A couple of months ago, there was an interesting debate in the Quantum Foundations group here at PI, with the above title. Unfortunately, I missed it, but it is an interesting question given that QF is becoming increasingly popular amongst young physicists, whilst remaining a relatively obscure and controversial subject in most of the mainstream physics community. Here are 3 possible answers to the question:
1. The goal of QF is to correctly predict the result of an experiment for which the standard approach to QM gives the wrong result. That is, we are in the business of providing alternative theories, that will eventually superseed QM. Work on things like spontaneous collapse models or nonlinear modifications to the Schroedinger equation falls into this category.
2. The goal of QF is not to contradict QM within its domain of applicability, but it should suggest possible alterntive approaches in cases where we are currently uncertain how to go about applying quantum theory. The archetypal example of this is quantum gravity, although to be fair it is more common to hear foundations people give this response than to find them actually working on it. Notable exceptions are the work of Gell-Man, Hartle, Isham and collaborators, which draws on the Consistent Histories formalism, and the recent work of Lucien Hardy.
3. The goal of QF is not to contradict QM at all, but it should suggest a variety of different ways to conceoptualize the subject, suggesting new possible experiments and theory that would have been difficult to imagine without considerable insight from QF. The main example we have of this is the field of quantum information. David Deutsch arrived at quantum computing by thinking about the many-worlds interpretation and Schumacher compression bears some similarity to the frequentist justifications of the quantum probability rule that began in Everett’s thesis. More recently, the Bayesian viewpoint of Caves, Fuchs, Schack, et. al. leads to new ways of doing quantum tomography and new variants of the quantum de-Finetti theorem, which have applications in quantum cryptography.

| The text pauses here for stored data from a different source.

PR #533, opened 2021-05-27
New Validation Errors added ready to be connected to the new dp-identity-api

dandwal:
### What

Task 
 - https://trello.com/c/YzIYJHni/431-implement-validation-for-user-login

Florence currently authenticates against Zebedee. There has been work on removing this and using AWS Cognito with the new dp-identity-api sitting in-between. As part of this work, we will need to connect up the frontend when the backend is ready. It was decided that the Sign-in screen should get an update and become accessible. This work does that.
- Added new validation errors which will be thrown by the dp-identity-api
- Added usage of the new Panel component
- Refactored the signInController (which was a clone of the login controller)

Future work - Unfortunately we are using React 15 which is 4 years out of date, so the reactor was limited to what was available at the time. I have raised a new ticket in the backlog to upgrade to React 17 so we can fully use Functional React components rather than this OOP class approach.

4. The goal of QF is not to bother mainstream physics at all, but to come up with the most consistent and reasonable interpretation of QM possible, involving minimal unverifiable assumptions about the nature of reality.
In my view, all four points of view can be justified. However, I think it is very useful to spell out exactly what we are up to to the rest of the world. A large portion of the physics community is skeptical about QF and, in my opinion, this is probably because they think we are all doing 1 or 4. If this were the case, I think I would agree with them, since QM has withstood a vast array of experimental tests and most of the alternatives suggested under category 1 seem contrived at best to me. Also, it is difficult to see what 4 could ever contribute to the rest of physics. It is also a problem that is better left to philosophers, since they are better qualified to tackle it.
To me, 2 and 3 seem like the most promising avenues of research for physicists who are interested in the field.